■ Work required ■
Return every line in the entries below where the word "start" shows up.

■ Data for this task ■
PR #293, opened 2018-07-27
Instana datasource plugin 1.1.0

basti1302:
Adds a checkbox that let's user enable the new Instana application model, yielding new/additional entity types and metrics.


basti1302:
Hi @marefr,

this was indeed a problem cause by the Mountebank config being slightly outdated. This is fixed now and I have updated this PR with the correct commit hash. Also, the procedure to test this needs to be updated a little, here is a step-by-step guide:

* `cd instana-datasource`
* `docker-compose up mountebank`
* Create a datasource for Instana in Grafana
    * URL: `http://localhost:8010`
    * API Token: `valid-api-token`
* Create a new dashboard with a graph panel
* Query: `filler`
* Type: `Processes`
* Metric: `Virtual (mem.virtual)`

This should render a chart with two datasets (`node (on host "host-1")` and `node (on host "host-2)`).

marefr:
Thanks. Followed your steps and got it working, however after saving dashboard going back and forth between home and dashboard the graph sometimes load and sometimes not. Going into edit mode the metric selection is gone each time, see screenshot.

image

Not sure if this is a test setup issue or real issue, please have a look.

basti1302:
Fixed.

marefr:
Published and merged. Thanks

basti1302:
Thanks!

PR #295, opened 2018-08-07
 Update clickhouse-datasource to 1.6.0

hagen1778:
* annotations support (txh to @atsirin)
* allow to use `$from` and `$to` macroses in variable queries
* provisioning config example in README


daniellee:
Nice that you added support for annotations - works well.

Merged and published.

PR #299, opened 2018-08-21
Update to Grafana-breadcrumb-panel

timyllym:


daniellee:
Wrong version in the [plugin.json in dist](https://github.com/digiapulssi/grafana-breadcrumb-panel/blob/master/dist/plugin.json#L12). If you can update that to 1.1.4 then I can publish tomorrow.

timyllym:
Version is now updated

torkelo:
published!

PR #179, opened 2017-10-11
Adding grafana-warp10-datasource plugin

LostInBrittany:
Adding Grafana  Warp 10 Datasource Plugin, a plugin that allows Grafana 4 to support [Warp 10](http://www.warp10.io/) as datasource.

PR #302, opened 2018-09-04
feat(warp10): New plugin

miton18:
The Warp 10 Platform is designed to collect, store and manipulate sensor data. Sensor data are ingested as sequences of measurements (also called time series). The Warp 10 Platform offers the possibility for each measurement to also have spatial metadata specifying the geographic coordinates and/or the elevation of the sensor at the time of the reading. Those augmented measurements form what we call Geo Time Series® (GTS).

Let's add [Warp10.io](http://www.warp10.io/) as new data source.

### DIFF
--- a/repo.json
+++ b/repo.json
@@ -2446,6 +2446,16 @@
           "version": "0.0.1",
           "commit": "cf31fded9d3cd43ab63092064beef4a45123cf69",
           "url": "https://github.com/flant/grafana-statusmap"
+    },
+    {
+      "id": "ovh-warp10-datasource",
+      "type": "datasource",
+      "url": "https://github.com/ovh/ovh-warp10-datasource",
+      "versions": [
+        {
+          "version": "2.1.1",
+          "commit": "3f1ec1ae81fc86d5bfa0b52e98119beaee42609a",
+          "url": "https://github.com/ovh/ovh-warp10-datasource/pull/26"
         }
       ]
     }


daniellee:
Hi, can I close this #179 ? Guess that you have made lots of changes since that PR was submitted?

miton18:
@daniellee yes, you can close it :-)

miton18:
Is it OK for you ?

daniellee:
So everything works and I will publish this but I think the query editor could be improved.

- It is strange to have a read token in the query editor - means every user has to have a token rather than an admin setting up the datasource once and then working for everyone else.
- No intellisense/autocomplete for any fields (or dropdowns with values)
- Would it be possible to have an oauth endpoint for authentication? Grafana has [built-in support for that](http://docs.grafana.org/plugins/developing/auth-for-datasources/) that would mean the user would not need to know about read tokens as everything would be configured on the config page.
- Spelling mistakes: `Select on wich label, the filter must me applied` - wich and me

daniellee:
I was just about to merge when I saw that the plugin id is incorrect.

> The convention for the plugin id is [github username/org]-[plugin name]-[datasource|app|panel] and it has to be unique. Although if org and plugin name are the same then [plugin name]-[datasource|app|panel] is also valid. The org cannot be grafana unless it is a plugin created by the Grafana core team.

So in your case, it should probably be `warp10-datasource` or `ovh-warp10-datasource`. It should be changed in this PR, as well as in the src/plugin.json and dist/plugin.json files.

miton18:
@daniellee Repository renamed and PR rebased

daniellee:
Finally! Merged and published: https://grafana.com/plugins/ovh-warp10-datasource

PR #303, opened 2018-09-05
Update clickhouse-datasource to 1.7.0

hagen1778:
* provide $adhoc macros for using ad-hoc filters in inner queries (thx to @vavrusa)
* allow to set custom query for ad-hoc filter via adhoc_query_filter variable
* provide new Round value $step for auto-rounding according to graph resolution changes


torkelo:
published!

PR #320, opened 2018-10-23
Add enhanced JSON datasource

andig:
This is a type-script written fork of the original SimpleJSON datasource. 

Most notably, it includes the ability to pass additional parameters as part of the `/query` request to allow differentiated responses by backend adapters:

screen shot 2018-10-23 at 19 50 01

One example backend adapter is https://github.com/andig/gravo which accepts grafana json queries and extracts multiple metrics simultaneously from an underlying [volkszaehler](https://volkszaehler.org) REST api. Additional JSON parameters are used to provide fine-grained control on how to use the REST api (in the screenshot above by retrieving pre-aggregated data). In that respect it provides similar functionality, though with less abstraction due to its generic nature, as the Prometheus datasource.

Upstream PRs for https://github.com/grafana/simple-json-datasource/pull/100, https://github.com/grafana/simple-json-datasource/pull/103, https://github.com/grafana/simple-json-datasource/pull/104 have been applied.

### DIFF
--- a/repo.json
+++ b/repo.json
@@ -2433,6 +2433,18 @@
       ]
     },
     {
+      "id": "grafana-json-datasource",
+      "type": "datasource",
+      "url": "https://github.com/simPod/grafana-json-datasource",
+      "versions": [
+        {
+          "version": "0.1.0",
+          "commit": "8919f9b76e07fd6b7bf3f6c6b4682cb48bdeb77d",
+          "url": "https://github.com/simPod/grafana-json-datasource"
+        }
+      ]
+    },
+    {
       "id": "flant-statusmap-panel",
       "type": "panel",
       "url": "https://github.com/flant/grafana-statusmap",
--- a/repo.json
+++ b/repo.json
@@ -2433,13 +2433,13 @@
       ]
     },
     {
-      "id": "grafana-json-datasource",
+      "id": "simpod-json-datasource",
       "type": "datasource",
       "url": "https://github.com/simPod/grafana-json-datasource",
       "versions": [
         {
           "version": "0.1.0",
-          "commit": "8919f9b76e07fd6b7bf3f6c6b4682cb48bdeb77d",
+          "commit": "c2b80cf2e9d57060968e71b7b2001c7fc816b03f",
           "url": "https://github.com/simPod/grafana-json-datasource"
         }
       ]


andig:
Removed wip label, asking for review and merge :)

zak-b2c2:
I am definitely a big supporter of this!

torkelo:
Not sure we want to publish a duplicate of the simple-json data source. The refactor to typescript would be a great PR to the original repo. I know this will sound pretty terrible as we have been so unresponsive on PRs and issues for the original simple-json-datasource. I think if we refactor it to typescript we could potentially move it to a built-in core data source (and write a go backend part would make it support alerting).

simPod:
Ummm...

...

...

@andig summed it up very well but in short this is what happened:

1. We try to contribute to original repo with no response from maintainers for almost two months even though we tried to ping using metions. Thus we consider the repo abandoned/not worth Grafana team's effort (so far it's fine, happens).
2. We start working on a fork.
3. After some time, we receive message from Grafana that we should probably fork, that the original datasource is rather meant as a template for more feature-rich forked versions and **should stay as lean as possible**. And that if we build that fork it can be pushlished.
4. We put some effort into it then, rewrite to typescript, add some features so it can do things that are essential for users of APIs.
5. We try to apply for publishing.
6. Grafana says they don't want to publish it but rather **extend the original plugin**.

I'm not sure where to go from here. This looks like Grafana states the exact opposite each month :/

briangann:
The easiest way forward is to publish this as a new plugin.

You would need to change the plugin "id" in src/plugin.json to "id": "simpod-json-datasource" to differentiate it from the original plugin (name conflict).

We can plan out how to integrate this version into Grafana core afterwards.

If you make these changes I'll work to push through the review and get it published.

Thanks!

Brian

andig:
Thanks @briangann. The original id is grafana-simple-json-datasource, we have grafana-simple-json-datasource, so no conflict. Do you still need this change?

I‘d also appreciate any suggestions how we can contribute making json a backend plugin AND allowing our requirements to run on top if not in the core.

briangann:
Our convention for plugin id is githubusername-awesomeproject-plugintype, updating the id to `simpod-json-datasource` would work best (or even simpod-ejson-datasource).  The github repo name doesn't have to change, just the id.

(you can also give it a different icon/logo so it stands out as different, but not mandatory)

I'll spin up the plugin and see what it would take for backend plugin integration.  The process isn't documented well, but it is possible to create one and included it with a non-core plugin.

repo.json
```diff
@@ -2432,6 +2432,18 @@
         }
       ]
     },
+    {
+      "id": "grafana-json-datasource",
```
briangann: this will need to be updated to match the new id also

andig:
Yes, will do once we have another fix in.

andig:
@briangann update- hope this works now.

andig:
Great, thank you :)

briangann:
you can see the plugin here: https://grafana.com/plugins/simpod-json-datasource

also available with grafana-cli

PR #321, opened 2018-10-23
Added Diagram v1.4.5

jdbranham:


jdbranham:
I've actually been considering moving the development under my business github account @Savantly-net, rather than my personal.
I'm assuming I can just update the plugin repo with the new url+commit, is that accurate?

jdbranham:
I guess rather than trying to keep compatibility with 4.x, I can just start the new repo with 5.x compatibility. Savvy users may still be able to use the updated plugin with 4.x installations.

==

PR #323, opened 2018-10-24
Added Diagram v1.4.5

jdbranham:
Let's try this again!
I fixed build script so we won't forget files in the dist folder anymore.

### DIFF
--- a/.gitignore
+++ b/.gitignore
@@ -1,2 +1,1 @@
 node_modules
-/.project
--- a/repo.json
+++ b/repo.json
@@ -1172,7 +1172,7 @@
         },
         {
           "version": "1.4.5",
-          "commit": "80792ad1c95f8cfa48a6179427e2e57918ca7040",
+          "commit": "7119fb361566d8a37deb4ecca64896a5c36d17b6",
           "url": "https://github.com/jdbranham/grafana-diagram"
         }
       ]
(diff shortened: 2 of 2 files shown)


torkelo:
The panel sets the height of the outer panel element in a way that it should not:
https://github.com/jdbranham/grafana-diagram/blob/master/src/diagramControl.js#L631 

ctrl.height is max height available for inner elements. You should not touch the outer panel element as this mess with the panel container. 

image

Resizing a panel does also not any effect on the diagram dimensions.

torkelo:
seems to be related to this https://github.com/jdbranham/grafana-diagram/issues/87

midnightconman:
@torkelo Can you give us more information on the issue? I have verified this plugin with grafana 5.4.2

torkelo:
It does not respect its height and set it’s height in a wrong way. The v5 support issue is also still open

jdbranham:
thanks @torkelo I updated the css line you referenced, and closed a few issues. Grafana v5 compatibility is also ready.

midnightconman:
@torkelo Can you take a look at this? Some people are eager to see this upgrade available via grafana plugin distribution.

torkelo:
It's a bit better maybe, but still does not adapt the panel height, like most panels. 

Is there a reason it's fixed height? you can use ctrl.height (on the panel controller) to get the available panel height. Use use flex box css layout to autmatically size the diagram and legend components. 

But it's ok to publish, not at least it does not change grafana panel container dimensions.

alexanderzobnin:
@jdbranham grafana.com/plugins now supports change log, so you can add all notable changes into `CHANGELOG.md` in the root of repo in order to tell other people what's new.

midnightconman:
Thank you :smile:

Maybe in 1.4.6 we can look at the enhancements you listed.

■ Task result ■
2. We start working on a fork.
I guess rather than trying to keep compatibility with 4.x, I can just start the new repo with 5.x compatibility. Savvy users may still be able to use the updated plugin with 4.x installations.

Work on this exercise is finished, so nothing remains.